Once you reach the line containing "removed in Rubocop" in the entries below, write out that line and each one after it down to the line containing "When we run", exactly and with nothing added.

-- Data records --
- - - -
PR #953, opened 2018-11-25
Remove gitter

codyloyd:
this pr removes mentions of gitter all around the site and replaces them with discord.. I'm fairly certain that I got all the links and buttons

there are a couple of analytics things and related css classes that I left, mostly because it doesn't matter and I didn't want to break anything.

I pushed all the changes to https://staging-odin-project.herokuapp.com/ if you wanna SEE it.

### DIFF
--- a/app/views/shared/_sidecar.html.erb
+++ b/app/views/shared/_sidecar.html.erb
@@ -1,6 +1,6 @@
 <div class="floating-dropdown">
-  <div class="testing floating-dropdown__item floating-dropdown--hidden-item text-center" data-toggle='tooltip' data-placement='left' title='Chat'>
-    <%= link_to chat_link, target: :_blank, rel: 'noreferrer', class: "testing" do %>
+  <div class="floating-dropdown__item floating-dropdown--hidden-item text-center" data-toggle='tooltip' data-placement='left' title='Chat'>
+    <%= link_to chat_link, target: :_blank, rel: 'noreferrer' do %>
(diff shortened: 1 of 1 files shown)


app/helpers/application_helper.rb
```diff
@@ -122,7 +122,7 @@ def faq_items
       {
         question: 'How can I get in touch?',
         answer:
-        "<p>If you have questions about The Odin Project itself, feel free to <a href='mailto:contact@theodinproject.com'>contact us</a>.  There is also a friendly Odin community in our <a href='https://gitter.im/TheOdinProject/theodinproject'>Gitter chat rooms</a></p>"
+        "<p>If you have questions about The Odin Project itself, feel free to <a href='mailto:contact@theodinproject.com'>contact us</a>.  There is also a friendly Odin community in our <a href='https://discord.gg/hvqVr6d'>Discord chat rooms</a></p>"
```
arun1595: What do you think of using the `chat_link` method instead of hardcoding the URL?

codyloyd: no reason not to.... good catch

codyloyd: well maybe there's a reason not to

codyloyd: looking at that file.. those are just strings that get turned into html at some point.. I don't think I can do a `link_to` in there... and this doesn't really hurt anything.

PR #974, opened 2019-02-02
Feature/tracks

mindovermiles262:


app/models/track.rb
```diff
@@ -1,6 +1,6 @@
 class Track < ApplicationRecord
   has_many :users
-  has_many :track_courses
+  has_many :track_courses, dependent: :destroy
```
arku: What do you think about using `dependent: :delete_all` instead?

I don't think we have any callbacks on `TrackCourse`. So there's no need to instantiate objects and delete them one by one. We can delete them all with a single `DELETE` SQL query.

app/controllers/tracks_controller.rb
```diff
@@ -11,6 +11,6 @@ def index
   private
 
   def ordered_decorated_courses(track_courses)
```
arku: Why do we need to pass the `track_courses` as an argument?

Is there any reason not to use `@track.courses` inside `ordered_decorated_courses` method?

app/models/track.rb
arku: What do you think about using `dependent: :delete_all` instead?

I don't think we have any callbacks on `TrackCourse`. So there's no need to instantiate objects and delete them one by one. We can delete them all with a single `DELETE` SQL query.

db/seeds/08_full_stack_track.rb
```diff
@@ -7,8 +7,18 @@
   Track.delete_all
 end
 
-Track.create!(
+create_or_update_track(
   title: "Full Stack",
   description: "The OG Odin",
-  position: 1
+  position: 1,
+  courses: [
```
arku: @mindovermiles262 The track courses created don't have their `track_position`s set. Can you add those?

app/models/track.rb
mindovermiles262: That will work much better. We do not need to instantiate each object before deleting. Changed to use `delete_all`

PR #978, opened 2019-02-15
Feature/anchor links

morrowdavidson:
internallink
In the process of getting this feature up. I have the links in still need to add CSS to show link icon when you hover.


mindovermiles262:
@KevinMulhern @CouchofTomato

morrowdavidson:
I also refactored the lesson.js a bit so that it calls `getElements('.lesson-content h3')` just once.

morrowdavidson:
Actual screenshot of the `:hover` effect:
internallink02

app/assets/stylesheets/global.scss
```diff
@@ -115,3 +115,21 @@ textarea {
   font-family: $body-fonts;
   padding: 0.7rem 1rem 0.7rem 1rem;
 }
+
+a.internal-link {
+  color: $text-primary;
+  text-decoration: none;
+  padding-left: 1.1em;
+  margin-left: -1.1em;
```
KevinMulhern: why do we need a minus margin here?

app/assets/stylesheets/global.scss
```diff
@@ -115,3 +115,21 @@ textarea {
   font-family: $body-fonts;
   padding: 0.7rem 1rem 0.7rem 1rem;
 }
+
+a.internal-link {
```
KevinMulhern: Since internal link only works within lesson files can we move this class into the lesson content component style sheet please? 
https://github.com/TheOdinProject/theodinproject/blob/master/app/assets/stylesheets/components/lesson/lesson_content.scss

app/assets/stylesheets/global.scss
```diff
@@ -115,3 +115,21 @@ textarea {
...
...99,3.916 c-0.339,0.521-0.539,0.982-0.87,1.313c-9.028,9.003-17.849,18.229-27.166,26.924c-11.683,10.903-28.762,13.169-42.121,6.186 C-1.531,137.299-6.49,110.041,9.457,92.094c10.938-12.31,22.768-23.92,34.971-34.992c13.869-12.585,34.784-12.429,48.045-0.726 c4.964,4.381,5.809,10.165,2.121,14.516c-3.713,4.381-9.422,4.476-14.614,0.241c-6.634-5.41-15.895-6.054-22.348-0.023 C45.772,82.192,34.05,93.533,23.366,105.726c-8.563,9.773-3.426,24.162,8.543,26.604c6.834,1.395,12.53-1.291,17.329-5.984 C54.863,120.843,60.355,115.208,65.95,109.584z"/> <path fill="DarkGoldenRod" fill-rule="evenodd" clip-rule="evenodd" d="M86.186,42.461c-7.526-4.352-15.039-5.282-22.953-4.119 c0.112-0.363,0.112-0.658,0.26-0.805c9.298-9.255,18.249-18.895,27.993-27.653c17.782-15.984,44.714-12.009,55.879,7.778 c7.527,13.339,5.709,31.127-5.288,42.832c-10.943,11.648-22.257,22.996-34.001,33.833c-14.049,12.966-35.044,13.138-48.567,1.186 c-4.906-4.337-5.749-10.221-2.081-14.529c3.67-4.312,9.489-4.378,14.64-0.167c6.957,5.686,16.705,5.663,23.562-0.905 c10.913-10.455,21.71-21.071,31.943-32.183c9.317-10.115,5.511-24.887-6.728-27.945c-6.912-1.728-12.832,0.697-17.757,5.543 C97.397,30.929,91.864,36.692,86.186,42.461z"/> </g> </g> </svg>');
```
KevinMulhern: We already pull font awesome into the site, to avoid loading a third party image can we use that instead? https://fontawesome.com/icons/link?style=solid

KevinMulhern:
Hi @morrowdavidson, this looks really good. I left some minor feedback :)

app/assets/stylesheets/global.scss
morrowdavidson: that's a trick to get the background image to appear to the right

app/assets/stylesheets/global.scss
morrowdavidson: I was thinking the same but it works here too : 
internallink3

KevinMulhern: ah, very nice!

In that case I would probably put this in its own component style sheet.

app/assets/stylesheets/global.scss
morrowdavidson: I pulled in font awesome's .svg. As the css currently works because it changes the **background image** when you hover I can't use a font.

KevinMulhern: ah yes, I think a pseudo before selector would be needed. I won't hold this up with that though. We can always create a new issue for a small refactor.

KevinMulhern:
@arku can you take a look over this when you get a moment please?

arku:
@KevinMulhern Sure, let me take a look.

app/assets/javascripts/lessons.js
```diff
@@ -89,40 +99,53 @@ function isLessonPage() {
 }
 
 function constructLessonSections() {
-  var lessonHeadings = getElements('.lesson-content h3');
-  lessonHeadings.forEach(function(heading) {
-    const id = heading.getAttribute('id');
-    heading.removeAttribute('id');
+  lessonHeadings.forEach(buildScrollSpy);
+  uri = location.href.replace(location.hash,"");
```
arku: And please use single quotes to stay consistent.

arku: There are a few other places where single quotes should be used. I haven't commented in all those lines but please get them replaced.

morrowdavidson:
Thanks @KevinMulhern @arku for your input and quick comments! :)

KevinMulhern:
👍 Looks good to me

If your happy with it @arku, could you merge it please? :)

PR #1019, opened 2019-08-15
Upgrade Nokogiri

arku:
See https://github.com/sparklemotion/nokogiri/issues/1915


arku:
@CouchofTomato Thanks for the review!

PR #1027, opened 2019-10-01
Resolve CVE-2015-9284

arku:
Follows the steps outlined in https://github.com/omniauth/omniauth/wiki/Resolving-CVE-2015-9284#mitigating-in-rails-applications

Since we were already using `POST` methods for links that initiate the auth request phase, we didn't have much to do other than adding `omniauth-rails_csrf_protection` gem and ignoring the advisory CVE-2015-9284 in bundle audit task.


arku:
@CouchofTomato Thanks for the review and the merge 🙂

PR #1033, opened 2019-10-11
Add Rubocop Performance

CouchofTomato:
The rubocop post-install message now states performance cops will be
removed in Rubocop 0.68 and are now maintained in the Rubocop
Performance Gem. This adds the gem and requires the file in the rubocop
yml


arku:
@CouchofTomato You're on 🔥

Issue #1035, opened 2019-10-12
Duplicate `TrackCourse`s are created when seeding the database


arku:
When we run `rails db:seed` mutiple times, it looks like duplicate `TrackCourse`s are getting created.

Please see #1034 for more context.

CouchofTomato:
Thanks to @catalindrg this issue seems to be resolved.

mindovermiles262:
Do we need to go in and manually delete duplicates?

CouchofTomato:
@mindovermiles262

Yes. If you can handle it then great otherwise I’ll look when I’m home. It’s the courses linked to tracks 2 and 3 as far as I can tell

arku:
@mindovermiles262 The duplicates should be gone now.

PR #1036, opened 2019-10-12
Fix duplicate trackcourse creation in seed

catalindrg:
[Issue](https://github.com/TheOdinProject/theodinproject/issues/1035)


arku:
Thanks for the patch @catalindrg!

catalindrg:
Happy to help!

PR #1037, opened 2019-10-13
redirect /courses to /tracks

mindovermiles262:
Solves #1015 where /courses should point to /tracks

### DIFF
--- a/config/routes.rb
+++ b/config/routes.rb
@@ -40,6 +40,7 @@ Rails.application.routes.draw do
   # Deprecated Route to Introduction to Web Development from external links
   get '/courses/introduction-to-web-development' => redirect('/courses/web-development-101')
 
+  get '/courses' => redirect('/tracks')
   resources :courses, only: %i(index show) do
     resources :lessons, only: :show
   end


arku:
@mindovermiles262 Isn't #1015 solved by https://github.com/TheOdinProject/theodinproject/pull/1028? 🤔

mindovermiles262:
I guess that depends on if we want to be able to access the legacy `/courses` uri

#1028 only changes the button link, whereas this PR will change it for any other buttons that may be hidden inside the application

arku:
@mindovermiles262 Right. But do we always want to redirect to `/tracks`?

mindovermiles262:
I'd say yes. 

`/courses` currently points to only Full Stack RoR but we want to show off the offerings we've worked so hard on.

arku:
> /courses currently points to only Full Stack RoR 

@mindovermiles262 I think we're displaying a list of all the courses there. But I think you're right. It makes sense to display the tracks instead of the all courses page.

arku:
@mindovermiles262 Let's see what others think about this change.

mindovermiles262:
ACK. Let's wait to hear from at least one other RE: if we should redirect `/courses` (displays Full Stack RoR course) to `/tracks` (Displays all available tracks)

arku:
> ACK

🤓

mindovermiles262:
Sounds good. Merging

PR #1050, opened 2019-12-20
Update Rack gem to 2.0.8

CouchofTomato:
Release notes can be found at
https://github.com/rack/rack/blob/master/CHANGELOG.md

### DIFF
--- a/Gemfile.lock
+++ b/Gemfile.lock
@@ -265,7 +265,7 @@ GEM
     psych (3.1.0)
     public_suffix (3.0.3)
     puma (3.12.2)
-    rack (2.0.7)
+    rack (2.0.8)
- - - -
-- WRITTEN ANSWER --
removed in Rubocop 0.68 and are now maintained in the Rubocop
Performance Gem. This adds the gem and requires the file in the rubocop
yml


arku:
@CouchofTomato You're on 🔥

Issue #1035, opened 2019-10-12
Duplicate `TrackCourse`s are created when seeding the database


arku:
When we run `rails db:seed` mutiple times, it looks like duplicate `TrackCourse`s are getting created.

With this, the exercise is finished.